You need to be careful of the waveform the generator puts out. Many industrial or 'contractor' grade generators are not suitable for powering electronic equipment. Great for motors (pumps, drills, saws, etc.) and lights, but deadly for electronics (microwaves, TV's, computers, etc.).

I would make sure that EX model is made for what you want to do. Also, as Randy says, I don't think you are going to be able to run the microwave on 1,000 watts. Sorry.









Happy Trails,
Doug


----------



## RCColby

I tried it out and it seems to work fine with TV, no interference lines, nice clear pic and sound. Microwave also will work, although seems a bit slower than normal.
The Honda link provided does not show the EX model 1000.
Bob


----------



## matty1

maybe a dumb question, but if you plug your TT into a generator, isn't everything inside the camper getting its power through the "built-in" inverter making it safe for electonics? Are you cautioning against plugging the electronics directly into the generator?


----------



## CamperAndy

matty1 said:


> maybe a dumb question, but if you plug your TT into a generator, isn't everything inside the camper getting its power through the "built-in" inverter making it safe for electonics?
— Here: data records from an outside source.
Issue #368, opened 2018-02-26
Verify data is sorted in TemplateCoordinate order in consensus calling tools


nh13:
- [ ] CallMolecularConsensusReads
- [ ] CallDuplexConsensusReads

We could also have it be a warning, or add an option to assume sorted...

PR #371, opened 2018-02-27
Added checks for sort order to consensus calling tools.

tfenne:
Fix for #368.  Checks that the sort order in the header makes sense for consensus calling.

I updated GroupReadsByUmi to correctly set the sort order in the header, it was only doing it partially before.  Because of that there are three levels of checking:

1. If the header matches what GroupReadsByUmi now produces, everything proceeds normally
2. If the header matches what GroupReadsByUmi used to produce, a _warning_ is emitted that the file _may not be_ sorted correctly
3. If the header matches any other sort/group order the programs fail with a clear message.

For (2) the output looks like this:
```
[2018/02/27 08:07:10 | CallMolecularConsensusReads | Warning] File /tmp/old_group_reads.bam may not be sorted correctly for consensus read generation.
```

For (3) the output looks like this:
```
[2018/02/27 08:16:45 | FgBioMain | Fatal] ########################################################################################################################################
[2018/02/27 08:16:45 | FgBioMain | Fatal] Execution failed!
[2018/02/27 08:16:45 | FgBioMain | Fatal] File tmp/resorted_by_samtools.bam is not sorted correctly. Please sort with fgbio SortBam -s TemplateCoordinate.
[2018/02/27 08:16:45 | FgBioMain | Fatal] ########################################################################################################################################
[2018/02/27 08:16:45 | FgBioMain | Info] CallDuplexConsensusReads failed. Elapsed time: 0.04 minutes.
```

### DIFF
--- a/src/main/scala/com/fulcrumgenomics/umi/GroupReadsByUmi.scala
+++ b/src/main/scala/com/fulcrumgenomics/umi/GroupReadsByUmi.scala
@@ -473,8 +473,7 @@ class GroupReadsByUmi
     // Output the reads in the new ordering
     logger.info("Assigning reads to UMIs and outputting.")
     val outHeader = header.clone()
-    outHeader.setSortOrder(SortOrder.unsorted)
-    outHeader.setGroupOrder(GroupOrder.query)
+    SamOrder.TemplateCoordinate.applyTo(outHeader)
     val out = SamWriter(output, outHeader)
 
     val iterator = sorter.iterator.grouped(2).map { case Seq(x,y) => if (x.firstOfPair) (x, y) else (y, x) }.buffered // consume in pairs
--- a/src/main/scala/com/fulcrumgenomics/umi/UmiConsensusCaller.scala
+++ b/src/main/scala/com/fulcrumgenomics/umi/UmiConsensusCaller.scala
@@ -123,12 +123,14 @@ object UmiConsensusCaller {
   }
 
   /**
-    * Helper method to check that the input BAM is in the correct order for consensus calling.
+    * Helper method to check that the input BAM is in the correct order for consensus calling. Will call
+    * the warn function if the sort order looks like it's probably compatible but it's not 100% sure.
+    * Will invoke the error function in cases where the sort order is definitely incompatible.
     *
     * @param header the header of the BAM file to be used for consensus calling
     * @param source a path or string representing the source of the header
     * @param warn a function to be called when any warnings are detected/emitted
-    * @param error a function to be called when any errors are encountered
+    * @param error a function to be called when any errors are encountered; should probably throw an exception!
     */
   def checkSortOrder(header: SAMFileHeader, source: Any, warn: String => Unit, error: String => Unit): Unit = {
     // Check that the SAM file is sorted appropriately
--- a/src/main/scala/com/fulcrumgenomics/umi/UmiConsensusCaller.scala
+++ b/src/main/scala/com/fulcrumgenomics/umi/UmiConsensusCaller.scala
@@ -30,7 +30,7 @@ import com.fulcrumgenomics.bam.api.{SamOrder, SamRecord}
 import com.fulcrumgenomics.commons.util.{Logger, SimpleCounter}
 import com.fulcrumgenomics.umi.UmiConsensusCaller._
 import com.fulcrumgenomics.util.NumericTypes.PhredScore
-import htsjdk.samtools.SAMFileHeader.GroupOrder
+import htsjdk.samtools.SAMFileHeader.{GroupOrder, SortOrder}
 import htsjdk.samtools.util.{Murmur3, SequenceUtil, TrimmingUtil}
 import htsjdk.samtools._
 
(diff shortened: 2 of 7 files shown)


tfenne:
Oops, forgot to commit the tests!  Should be fixed now.

src/main/scala/com/fulcrumgenomics/umi/UmiConsensusCaller.scala
```diff
@@ -121,6 +121,27 @@ object UmiConsensusCaller {
...
+
+  /**
+    * Helper method to check that the input BAM is in the correct order for consensus calling.
+    *
+    * @param header the header of the BAM file to be used for consensus calling
+    * @param source a path or string representing the source of the header
+    * @param warn a function to be called when any warnings are detected/emitted
+    * @param error a function to be called when any errors are encountered
+    */
+  def checkSortOrder(header: SAMFileHeader, source: Any, warn: String => Unit, error: String => Unit): Unit = {
```
nh13: Could you add a return value (`Boolean`)?  While you pass in handlers (`warn`/`error`) for some cases, it would just be nice to have a return value that returns `true` when it _definitely_ is in the correct sort order.

src/main/scala/com/fulcrumgenomics/umi/UmiConsensusCaller.scala
```diff
@@ -121,6 +121,27 @@ object UmiConsensusCaller {
...
     outHeader
   }
+
+  /**
+    * Helper method to check that the input BAM is in the correct order for consensus calling.
+    *
+    * @param header the header of the BAM file to be used for consensus calling
+    * @param source a path or string representing the source of the header
+    * @param warn a function to be called when any warnings are detected/emitted
+    * @param error a function to be called when any errors are encountered
```
nh13: It's a nice to have to describe when a warning/error occurs.

src/main/scala/com/fulcrumgenomics/umi/GroupReadsByUmi.scala
```diff
@@ -473,8 +473,7 @@ class GroupReadsByUmi
     // Output the reads in the new ordering
     logger.info("Assigning reads to UMIs and outputting.")
     val outHeader = header.clone()
-    outHeader.setSortOrder(SortOrder.unsorted)
-    outHeader.setGroupOrder(GroupOrder.query)
+    SamOrder.TemplateCoordinate.applyTo(outHeader)
```
nh13: Just so I am clear, it was the sub-sort that was missing?

src/main/scala/com/fulcrumgenomics/umi/UmiConsensusCaller.scala
```diff
@@ -121,6 +121,27 @@ object UmiConsensusCaller {
...
+    if (!SamOrder(header).contains(SamOrder.TemplateCoordinate)) {
+      // Group reads used to output the header without the sub-sort, so allow this for now
+      if (header.getSortOrder == SortOrder.unsorted && header.getGroupOrder == GroupOrder.query) {
+        warn(s"File $source may not be sorted correctly for consensus read generation.")
+      }
+      else {
+        error(s"File $source is not sorted correctly. Please sort with fgbio SortBam -s TemplateCoordinate.")
+      }
+    }
+  }
```
nh13: Can you ada few tests?
- when the header is in `TemplateCoordinate` order returns `true`
- when the header is unsorted/query, returns `false` and `warn` is called
- otherwise, returns `false` and `error` is called

src/main/scala/com/fulcrumgenomics/umi/UmiConsensusCaller.scala
nh13: Also, what do you think defaulting `warn` and `error`:  `warn: String => Unit = logger.warn, error: String => Unit = fail`?  You'd need to mix in `LazyLogging` into the `object` if you'd agree.

src/main/scala/com/fulcrumgenomics/umi/GroupReadsByUmi.scala
tfenne: Yeah.

src/main/scala/com/fulcrumgenomics/umi/UmiConsensusCaller.scala
tfenne: I don't like returning Boolean because it's really three-state: ok, probably-ok and definitely-not-ok.  I honestly thought about just copy/pasting the code between the two consensus caller CLPs and creating a super-trait for the two of them, but it all seemed a bit over-engineered to get re-use of ~5 lines of code.

On the defaults ... `fail()` is a clp/FgBioMain thing, so it's not readily available in non CLP classes :/

src/main/scala/com/fulcrumgenomics/umi/UmiConsensusCaller.scala
tfenne: Done!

Are you cautioning against plugging the electronics directly into the generator?
> [snapback]117824[/snapback]​


The converter in the trailer does not do anything to the AC signal when it comes in. The converters just converts AC to DC. If you have an inverter connected to the DC then you can get clean AC but it depends on the inverter type as there are Pure and Modified Wave inverters.


----------



## Oregon_Camper

matty1 said:


> maybe a dumb question, but if you plug your TT into a generator, isn't everything inside the camper getting its power through the "built-in" inverter making it safe for electonics? Are you cautioning against plugging the electronics directly into the generator?
> [snapback]117824[/snapback]​


Everything will be fine and your lights will get very bright...


----------



## Moosegut

matty1 said:


> maybe a dumb question, but if you plug your TT into a generator, isn't everything inside the camper getting its power through the "built-in" inverter making it safe for electonics? Are you cautioning against plugging the electronics directly into the generator?
> [snapback]117824[/snapback]​


What they said. There is a converter in the TT. The lights and all 12 volt in the TT can run because the converter changes AC to DC. But, it does nothing to the electrical outlets other than supply AC to them, so the TV and DVD player are running on regular AC from a power supply (shore power or generator), not inverted AC from a battery.

Scott


----------



## matty1

sorry to hijack the thread and thanks for the clarification. My confusion had come from the following from a camping mag:

"You should not operate the converter without batteries connected because the RV batteries act as a filter of sorts and provides a more stable voltage to the electronic circuits of modern RV appliances. "


----------